Pretty much the only time I speak here is when you post pics, lol.


----------



## LARMGUY (Aug 22, 2010)

I like the sparkelly effect of the lighting. 





.


----------



## piperunner (Aug 22, 2009)

Well this was after 1.5 years of underground work 
here's one of the emergency risers just starting if you like pipe this is the 
emergency conduits going to the second floor electrical room . This week will finish all the conduit you see in the stub up slab on grade photo ther's over 150 conduits in that space going up . 

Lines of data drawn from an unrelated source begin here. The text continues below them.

Issue #5777, opened 2026-06-11
[CI] Per-ref build status for full PyTorch test dispatch (test exactly what was built)


ethanwee1:
Follow-up from #4499 (review feedback from @WBobby).

## Problem

The full PyTorch test dispatch (`dispatch_pytorch_wheels_full_test` in `.github/workflows/multi_arch_release_linux_pytorch_wheels.yml`) gates on the **aggregate** `needs.build_pytorch_wheels.result`. The build is a matrix over `python_version` × `pytorch_git_ref` (`release/2.9`, `release/2.10`, `release/2.11`, ..., `nightly`), but the dispatch job cannot tell which refs individually succeeded.

This forces a bad either/or:

- `needs.build_pytorch_wheels.result == 'success'` (current, after #4499) — **underreports**: a single failed leg (even an unrelated ref/python) skips the entire full-test dispatch for that night.
- `always() && result != 'cancelled'` — **misreports**: dispatch runs even when the leg we test failed, and the resolver picks up a stale wheel from the live index, reporting a misleading green.

Both are stuck on the same root cause: only aggregate status is visible.

## Proposed fix

- Surface **per-ref build status** (e.g. per-matrix-cell job outputs or a status artifact) so the dispatch can decide independently for each tested ref.
- Test the **exact version built this run**, consuming the `torch_version` / `package_index_url` build-job outputs added in #5661 instead of re-resolving via `pip install --dry-run` against the live index. This also removes the index-propagation-lag staleness window.

## References

- Originating review: #4499 (WBobby's interim approval)
- Reproducibility / manifest context: #5110, #5633
- Build-output primitives to consume: #5661

ethanwee1:
Reopening — work started in draft PR #5780. Approach: consume per-ref manifests from #5633 (depends on it merging).

ethanwee1:
Resolved by #5780, which moved the full PyTorch test dispatch into the per-ref build workflow so each build's success gates its own dispatch — exactly the per-ref build status this issue asked for. Closing as completed.

PR #5780, opened 2026-06-11
[CI] Dispatch full PyTorch tests per-ref via build manifests (follow-up to #4499)

ethanwee1:
## Summary
Dispatches the full PyTorch test suite from the **per-ref build workflow** (`multi_arch_build_portable_linux_pytorch_wheels.yml`), next to the existing `test_pytorch_wheels` job, using that build's own `torch_version` output.

Refs #5777. Tracked under #5110.

## Problem
The previous dispatch lived in the orchestrator and:
- Gated on the **aggregate** matrix result, so a single failed build leg skipped the dispatch for **all** refs.
- Re-resolved the version with a loose `torch==X.Y.*` `pip --dry-run`, which can pick up a **stale** wheel from a prior run.

GitHub merges matrix-job outputs across cells (last-cell-wins), so per-ref status/version could not be read from the orchestrator's `build_pytorch_wheels.outputs.*` directly — hence the workarounds above.

## Approach
Per @ScottTodd's review, move the dispatch into the reusable build workflow, which builds a **single `(python_version, pytorch_git_ref)`**:
- New `dispatch_pytorch_wheels_full_test` job runs after `build_pytorch_wheels`, reading `needs.build_pytorch_wheels.outputs.torch_version` / `package_index_url` directly — **no re-resolution**.
- Because the job depends on a single-config build, it only runs when **that** build succeeds, so a failed ref skips **only its own** dispatch.
- Scoped to `run_full_pytorch_tests` + `release_type == 'nightly'` + `python_version == '3.12'` + `gfx94X-dcgpu` built, keeping the daily (release branches) / Sunday (nightly) cadence.
- The orchestrator just forwards `run_full_pytorch_tests` down to the build workflow.

This removes the orchestrator-side aggregate setup job and `collect_pytorch_manifest_versions.py`.

## TODO / follow-ups (tracked in #5857)
- [ ] Teach `configure_pytorch_test_matrix.py` about a **test-type axis (short vs full)** and emit matrix entries along it, instead of the hardcoded `gfx94X` / `py3.12` `if` conditions. This generalizes as full tests expand to e.g. Windows gfx1151 and opt-in Linux gfx950 (@ScottTodd suggestion).
- [ ] Source `test_runs_on` / `test_runs_on_multi_gpu` dynamically from `configure_pytorch_test_matrix.py` (`${{ matrix.test_runs_on }}`) instead of hardcoding `linux-gfx942-*-ossci-rocm`, so the dispatch doesn't go stale if runners migrate away from those labels (@ScottTodd).

## Test plan
- `workflow_dispatch_inputs_test.py`
- Both workflow YAMLs parse.

### DIFF
--- a/.github/workflows/multi_arch_build_portable_linux_pytorch_wheels.yml
+++ b/.github/workflows/multi_arch_build_portable_linux_pytorch_wheels.yml
@@ -77,6 +77,12 @@ on:
         description: "Compiler cache type ('none', 'sccache', or 'ccache')"
         type: string
         default: "sccache"
+      run_full_pytorch_tests:
+        description: >-
+          Dispatch the full PyTorch test suite after a successful build.
+          Only takes effect for nightly gfx94X-dcgpu Python 3.12 builds.
+        type: boolean
+        default: false
   workflow_dispatch:
     inputs:
       amdgpu_families:
@@ -139,6 +145,12 @@ on:
           - sccache
           - ccache
         default: sccache
+      run_full_pytorch_tests:
+        description: >-
+          Dispatch the full PyTorch test suite after a successful build.
+          Only takes effect for nightly gfx94X-dcgpu Python 3.12 builds.
+        type: boolean
+        default: false
 
 run-name: "Build Multi-Arch Linux PyTorch Wheels (${{ inputs.release_type }}, ${{ inputs.python_version }}, ${{ inputs.pytorch_git_ref || 'manifest URL' }})"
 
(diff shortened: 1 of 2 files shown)


ethanwee1:
Follow-up to #4499 (per WBobby's review). Tracked under #5110.

Scope of this PR (the **consumer** side): make `dispatch_pytorch_wheels_full_test` in `multi_arch_release_linux_pytorch_wheels.yml` decide **per-ref** and pass the **exact built version**, by reading the per-ref manifest (`pytorch.version`) instead of re-resolving via `pip install --dry-run`. This removes both the aggregate `build_pytorch_wheels.result == 'success'` gate (one failed leg currently skips all dispatch) and the risk of dispatching a stale wheel.

Depends on #5633 (manifest generation + `checkout_from_manifest.py`). Implementation will land here once #5633 merges. @ScottTodd flagging to avoid overlap with your listed follow-up "Generate all manifests in `multi_arch_release_linux_pytorch_wheels.yml`" — happy to consume whatever manifest path/output you settle on there.

.github/workflows/multi_arch_release_linux_pytorch_wheels.yml
```diff
@@ -146,18 +146,66 @@ jobs:
...
     if: >-
       ${{
+        always() &&
         inputs.run_full_pytorch_tests &&
         inputs.release_type == 'nightly' &&
-        needs.build_pytorch_wheels.result == 'success'
+        needs.setup_full_test_manifests.result == 'success'
       }}
-    needs: [build_pytorch_wheels]
+    needs: [build_pytorch_wheels, setup_full_test_manifests]
```
ScottTodd: This currently waits until _all_ pytorch wheel builds succeed, just to then fan out again to release versions for testing. I think this would be simpler if you moved the "dispatch pytorch wheels full test" code to be next to the "test_pytorch_wheels" job here: https://github.com/ROCm/TheRock/blob/55d8c4a80a61d989cb7193a5cb763fa5f737d2bb/.github/workflows/multi_arch_build_portable_linux_pytorch_wheels.yml#L410-L455

That already has access to the torch version as a job output. Could add a new job there that dispatches if gfx94X was built and the current workflow input python version is 3.12

ethanwee1: Good call — done. Moved the dispatch into `multi_arch_build_portable_linux_pytorch_wheels.yml` as a new `dispatch_pytorch_wheels_full_test` job right after `test_pytorch_wheels`. Since that workflow builds a single `(python_version, pytorch_git_ref)`, it dispatches off `needs.build_pytorch_wheels.outputs.torch_version` directly (no re-resolution), only when that build succeeds, gated on `run_full_pytorch_tests` + `release_type == nightly` + `python_version == 3.12` + `gfx94X-dcgpu` built. A failed ref now only skips its own dispatch instead of blocking all of them. The orchestrator just forwards `run_full_pytorch_tests`, and the old aggregate setup job + `collect_pytorch_manifest_versions.py` are gone.

ScottTodd: The other thing we could do there would be teach `configure_pytorch_test_matrix.py` to be aware of the test type (short/full) and generate matrix entries along that axis too. I think as we get into running full tests across e.g. windows gfx1151, or linux gfx950 opt-in that will help

ethanwee1: Agreed — that test-type (short/full) axis in `configure_pytorch_test_matrix.py` is the right long-term home for this, especially for Windows gfx1151 / opt-in Linux gfx950. Tracked as a follow-up in #5857 and noted as a TODO in the PR description; keeping this PR scoped to the hardcoded gfx94X/py3.12 conditions for now.

ethanwee1:
Validation build (dev, gfx94X-dcgpu, py3.12) on this branch: https://github.com/ROCm/TheRock/actions/runs/27631865773

Note: the first attempt hit a `startup_failure` because the new `dispatch_pytorch_wheels_full_test` job requests `actions: write`, but a reusable workflow job cannot request more permissions than its caller grants. Fixed in `2b446e1a` by granting `actions: write` to the `build_pytorch_wheels` job in `multi_arch_release_linux_pytorch_wheels.yml`. The re-dispatched run above passes graph validation and is building.

(dev release_type exercises the build path; the full-test dispatch is gated on `release_type == nightly` and was separately validated end-to-end via a smoke test of the cadence + dispatch step.)

.github/workflows/multi_arch_build_portable_linux_pytorch_wheels.yml
```diff
@@ -415,3 +465,56 @@ jobs:
...
+
+      - name: Dispatch full PyTorch test workflow
+        if: ${{ steps.cadence.outputs.dispatch == 'true' }}
+        uses: benc-uk/workflow-dispatch@31e2b3319479a63f0ab15bf800eff9e913504e26 # v1.3.2
+        with:
+          workflow: test_pytorch_wheels_full.yml
+          inputs: |
+            { "amdgpu_family": "gfx94X-dcgpu",
+              "test_runs_on": "linux-gfx942-1gpu-ossci-rocm",
+              "test_runs_on_multi_gpu": "linux-gfx942-8gpu-ossci-rocm",
```
ScottTodd, line 509: (Fine for a follow-up, this intersects with other work I have on my plate)

We can also pull these dynamically using https://github.com/ROCm/TheRock/blob/main/build_tools/github_actions/configure_pytorch_test_matrix.py as above with `test_runs_on: ${{ matrix.test_runs_on }}`. There's a bit of risk here that if we migrate runners from the `linux-gfx942-1gpu-ossci-rocm` label to another provider then this code could go stale if we miss updating it.

ScottTodd (approved):

.github/workflows/multi_arch_build_portable_linux_pytorch_wheels.yml
ethanwee1: Thanks for the review! Agreed — tracked this together with the test-type axis in #5857 (sourcing `test_runs_on`/`test_runs_on_multi_gpu` dynamically from `configure_pytorch_test_matrix.py` so the labels do not go stale). Keeping this PR scoped to the hardcoded values for now.

PR #5786, opened 2026-06-11
[ml-libs] Exclude hipDNN python from test artifact

tvy-amd:
## Summary
Nightly single-arch is broken because it uses the test artifacts for sharedlib testing

Replace the per-extension python includes in the hipDNN `test` component with a single `exclude = ["share/hipdnn/python/**"]`. The previous include list pulled python artifacts into the test component, which broke the single-arch nightly; excluding the python tree mirrors the `dev` and `lib` components and unblocks the nightly.

## Risk Assessment

Low risk. Artifact-manifest-only change scoped to the hipDNN test component; no product code, build logic, or public API affected.

## Testing Summary

- Manifest change validated by inspection against the existing `dev`/`lib` component exclude patterns.

## Testing Checklist

- [x] Single-arch nightly - Status: Pending
- [x] PR CI - GitHub PR checks - Status: Pending

## Technical Changes

- Removes the `share/hipdnn/python/**/*.{py,so,pyd}` and `share/hipdnn/tests/python/**/*.py` includes from `[components.test."ml-libs/hipDNN/stage"]`.
- Adds `exclude = ["share/hipdnn/python/**"]` to the test component, matching the `dev` and `lib` components.

### DIFF
--- a/ml-libs/artifact-hipdnn.toml
+++ b/ml-libs/artifact-hipdnn.toml
@@ -20,8 +20,7 @@ include = [
   "bin/*hipdnn_*_test*",
   "bin/hipdnn/CTestTestfile.cmake",
   "lib/test_plugins/**",
-  "share/hipdnn/python/**/*.py",
-  "share/hipdnn/python/**/*.so",
-  "share/hipdnn/python/**/*.pyd",
-  "share/hipdnn/tests/python/**/*.py",
+]
+exclude = [
+  "share/hipdnn/python/**",
 ]
--- a/ml-libs/artifact-hipdnn.toml
+++ b/ml-libs/artifact-hipdnn.toml
@@ -23,6 +23,8 @@ include = [
 ]
 # Exclude python frontend from the test artifact; ships with a dead CI RPATH
 # and is ABI-locked to cp312. See https://github.com/ROCm/TheRock/issues/5678
+# Needed because single-arch builds don't exclude test artifacts (multi-arch
+# does); remove this once single-arch is removed.
 exclude = [
   "share/hipdnn/python/**",
 ]
--- a/ml-libs/artifact-hipdnn.toml
+++ b/ml-libs/artifact-hipdnn.toml
@@ -21,6 +21,8 @@ include = [
   "bin/hipdnn/CTestTestfile.cmake",
   "lib/test_plugins/**",
 ]
+# Exclude python frontend from the test artifact; ships with a dead CI RPATH
+# and is ABI-locked to cp312. See https://github.com/ROCm/TheRock/issues/5678
 exclude = [
   "share/hipdnn/python/**",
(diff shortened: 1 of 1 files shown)


BrianHarrisonAMD (approved):
LGTM, but we should add a comment linking to the issue.

Before merging, we need to verify by triggering a manual single-arch build flow and hceck that `rocm-sdk test` doesn't fail.

ml-libs/artifact-hipdnn.toml
```diff
@@ -20,8 +20,7 @@ include = [
...
   "bin/hipdnn/CTestTestfile.cmake",
   "lib/test_plugins/**",
-  "share/hipdnn/python/**/*.py",
-  "share/hipdnn/python/**/*.so",
-  "share/hipdnn/python/**/*.pyd",
-  "share/hipdnn/tests/python/**/*.py",
+]
+exclude = [
+  "share/hipdnn/python/**",
 ]
```
BrianHarrisonAMD, line 30: Comment to track this back to the issue.

tvy-amd: Added a comment in the toml referencing #5678.

tvy-amd:
Note: Single-arch is being removed but still landing because we can land this PR quickly
https://github.com/ROCm/TheRock/actions/runs/27368721998/job/80921529141 <- Here is it passing
```
(rocm_sdk.tests.devel_test.ROCmDevelTest.testSharedLibrariesLoad) ... ++ Exec [/__w/TheRock/TheRock]$ /__w/TheRock/TheRock/.venv/bin/python -m rocm_sdk path --root
ok
```

ml-libs/artifact-hipdnn.toml
```diff
@@ -20,8 +20,11 @@ include = [
...
-  "share/hipdnn/python/**/*.so",
-  "share/hipdnn/python/**/*.pyd",
-  "share/hipdnn/tests/python/**/*.py",
+]
+# Exclude python frontend from the test artifact; ships with a dead CI RPATH
+# and is ABI-locked to cp312. See https://github.com/ROCm/TheRock/issues/5678
+# Needed because single-arch builds don't exclude test artifacts (multi-arch
+# does); remove this once single-arch is removed.
+exclude = [
+  "share/hipdnn/python/**",
```
ScottTodd, line 29: Filtering the artifacts to contain the files you want is just general good practice. The fact that single-arch tests caught an issue there is incidental. I think you'll still want this change for multi-arch builds and CI/CD.

BrianHarrisonAMD: Ideally we want these artifacts for tests, but due to the knock on impacts we are removing them for now.
Eventually this should be included, and tests re-added once it's safe to land.

PR #5792, opened 2026-06-11
[ci] Add hipFFT and rocFFT single-proc multi-GPU test jobs in CI

dileepr1:
## Summary

Adds dedicated multi-GPU CI jobs for **hipFFT** and **rocFFT** that run only the `*multi_gpu*` subset of each component's tests on 8-GPU runners, keeping them off the single-GPU runners (where those tests were previously skipped).

- `fetch_test_configurations.py`: add `hipfft-multi-gpu` and `rocfft-multi-gpu` components. Each is gated with `run_for_test_types: [comprehensive, full]` (new generic scheduling gate) so a scarce 8-GPU runner is only claimed for tiers that actually define `multigpu_<tier>` labels.
- `test_runner.py`: for `MULTI_GPU_COMPONENTS`, query the namespaced `multigpu_<category>` ctest label (and namespaced exclude labels) so the job selects only the multi-GPU tests defined in the component's `test_categories.yaml`. Jobs reuse the single-GPU `rocfft`/`hipfft` test binaries/artifacts via `COMPONENT_DIR_MAPPING`.
- Unit tests added for both the scheduling gate and the label rewriting.

The rocm-libraries submodule pinned on `main` already ships the `multigpu_tests` category (`multigpu_comprehensive`/`multigpu_full`) for both components, so **no temporary submodule pin is needed** (the previous `tf_rocfft_fix` pin has been dropped).

This is a part of adding test filter standardization in FFT components

JIRA ID : ROCM-20736

## Test plan

- [x] `python3 -m unittest fetch_test_configurations_test unit_test_runner` (63 tests pass)
- [ ] CI: confirm `hipfft-multi-gpu` and `rocfft-multi-gpu` jobs schedule on 8-GPU runners for comprehensive/full and are absent for quick/standard
- [ ] CI: confirm single-GPU `hipfft`/`rocfft` jobs no longer attempt multi-GPU tests


malcolmroberts:
This should be renamed to be single-proc multi-gpu; we have multi-proc, multi-gpu coming as well, so it would be good to differentiate.

dileepr1:
> This should be renamed to be single-proc multi-gpu; we have multi-proc, multi-gpu coming as well, so it would be good to differentiate.

Done!

dileepr1:
I need a PR bot waiver. 
The PR meets the requirements, but the bot times out.

geomin12 (commented):
thanks! this is great, one thing:

can we add a label for multi-gpu in https://github.com/ROCm/TheRock/blob/1f1f06bf4cac2a28635aa563a411ede7625746d4/build_tools/github_actions/configure_multi_arch_ci.py#L967 ? so if a dev requests for multi-gpu, it runs all multi-gpu tests

example: rccl update, we want to run all multi-gpu tests

dileepr1:
> thanks! this is great, one thing:
> 
> can we add a label for multi-gpu in
> 
> https://github.com/ROCm/TheRock/blob/1f1f06bf4cac2a28635aa563a411ede7625746d4/build_tools/github_actions/configure_multi_arch_ci.py#L967
> 
> ? so if a dev requests for multi-gpu, it runs all multi-gpu tests
> example: rccl update, we want to run all multi-gpu tests

I'll handle the label in the new PR https://github.com/ROCm/TheRock/pull/7816 since it will support multiple components.

build_tools/github_actions/fetch_test_configurations.py
```diff
@@ -566,6 +566,48 @@ def _family_matches(
...
+        "job_name": "rocfft-multi-gpu",
+        "base_project": "rocfft",
+        "fetch_artifact_args": "--fft --rand --tests",
+        "timeout_minutes": 30,
+        "test_script": f"python {_get_script_path('test_runner.py')}",
+        "platform": ["linux"],
+        "total_shards_dict": {
+            "linux": 1,
+        },
+        "run_for_test_types": ["comprehensive", "full"],
```
geomin12, line 608: what about standard?

build_tools/github_actions/fetch_test_configurations.py
```diff
@@ -566,6 +566,48 @@ def _family_matches(
...
+        "timeout_minutes": 30,
+        "test_script": f"python {_get_script_path('test_runner.py')}",
+        "platform": ["linux"],
+        "total_shards_dict": {
+            "linux": 1,
+        },
+        # Only schedule on tiers that define multigpu_<tier> labels in hipfft's
+        # test_categories.yaml (multigpu_comprehensive/full). This keeps the scarce
+        # 8-GPU runner from being claimed by "quick"/"standard" runs that have no
+        # multi-GPU tests.
```
geomin12, line 589: tbh we can remove this. the field name is enough context

build_tools/github_actions/fetch_test_configurations.py
```diff
@@ -566,6 +566,48 @@ def _family_matches(
...
+        "run_for_test_types": ["comprehensive", "full"],
+        # Architectures that we have multi GPU setup for testing.
```
geomin12, line 591: remove this, the docs at top of file cover thsi

build_tools/github_actions/fetch_test_configurations.py
```diff
@@ -566,6 +566,48 @@ def _family_matches(
...
+        "test_script": f"python {_get_script_path('test_runner.py')}",
+        "platform": ["linux"],
+        "total_shards_dict": {
+            "linux": 1,
+        },
+        # Only schedule on tiers that define multigpu_<tier> labels in hipfft's
+        # test_categories.yaml (multigpu_comprehensive/full). This keeps the scarce
+        # 8-GPU runner from being claimed by "quick"/"standard" runs that have no
+        # multi-GPU tests.
+        "run_for_test_types": ["comprehensive", "full"],
```
geomin12, line 590: let's add standard. i believe for submodule bumps, those run standard and we want this coverage

build_tools/github_actions/fetch_test_configurations.py
dileepr1: We have multigpu tests for comprehensive & full categories only (multigpu_comprehensive and multigpu_full in test_categories.yaml).
Adding 'standard' to run_for_test_types will match zero tests, but will still request for an 8gpu runner and run no tests.

build_tools/github_actions/fetch_test_configurations.py
dileepr1: done!

build_tools/github_actions/fetch_test_configurations.py
dileepr1: done!

geomin12 (approved):
lgtm thanks, this is great. 

FYI, seeing failure: https://github.com/ROCm/TheRock/actions/runs/34611571399/job/103335520015?pr=5792, we should exclude if failing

That steel plate with the holes is for pour back we pass the conduits thur that and fire seal and fill with 6000psi and rebar. 

Wires next and we just got the newest Greenlee tugger with all the bells so yes we can do a video .

They put the emergency room on the second floor and the main electrical room in the basement go figure!

Lots of fun times .


----------



## 123electric (Jun 3, 2012)

Pipe runner! I am speechless! All I can say is cant wait to see more!
You will like that new Greenlee UT-10 with mobile versa boom. I used ours for a two weeks straight. It has two speeds and drops down to low if you double tap the foot switch or automaticity drops when you hit four k. You will find the 4" slip I. Adaptor to be real tight in 4" so we lubed ours and used a 2x4 to prop it up for going all the way in. You could use a die grinder on the outside of it or like we did and just buy the 3.5" slip in pipe adaptor.
You will like that it has a soft start feature. I only wish high speed was a bit quicker than 16 feet a minute but then again you would have problems with it when you got up around 8 k. The mobile cart is awesome, will take a bit for you to get quick on the setting it from pipe to pipe.


----------



## 123electric (Jun 3, 2012)

Ah real steel EMT fittings not die cast!


----------



## ampman (Apr 2, 2009)

I love the pics keep them coming


----------



## CFL (Jan 28, 2009)

What type of building is this? Hospital?


----------



## ponyboy (Nov 18, 2012)

123electric said:


> Pipe runner! I'm glad you finally posted the best work this site has ever seen! Many of your previous photos of this site finally led up to this jaw dropping room. No one here can post pics that compare to this!


Easy there buckwheat


----------



## Big John (May 23, 2010)

ponyboy said:


> Easy there buckwheat


 Damn near creamed his Carhartts.... :laughing:

It definitely does look nice, though. 

What's with accent lighting underneath all the gear?


----------



## Deep Cover (Dec 8, 2012)

My question is...who plans the runs? I'm sure they are planned in advance. I'm not trying to put down the work, but the hard part of that is the planning.


----------



## walkerj (May 13, 2007)

Big John said:


> Damn near creamed his Carhartts.... :laughing:
> 
> It definitely does look nice, though.
> 
> What's with accent lighting underneath all the gear?


That is the type of job that you have a full time temp power/lighting crew. 

I've never considered putting lights in the gear but after seeing that I think I will consider it now.


----------



## piperunner (Aug 22, 2009)

Deep Cover said:


> My question is...who plans the runs? I'm sure they are planned in advance. I'm not trying to put down the work, but the hard part of that is the planning.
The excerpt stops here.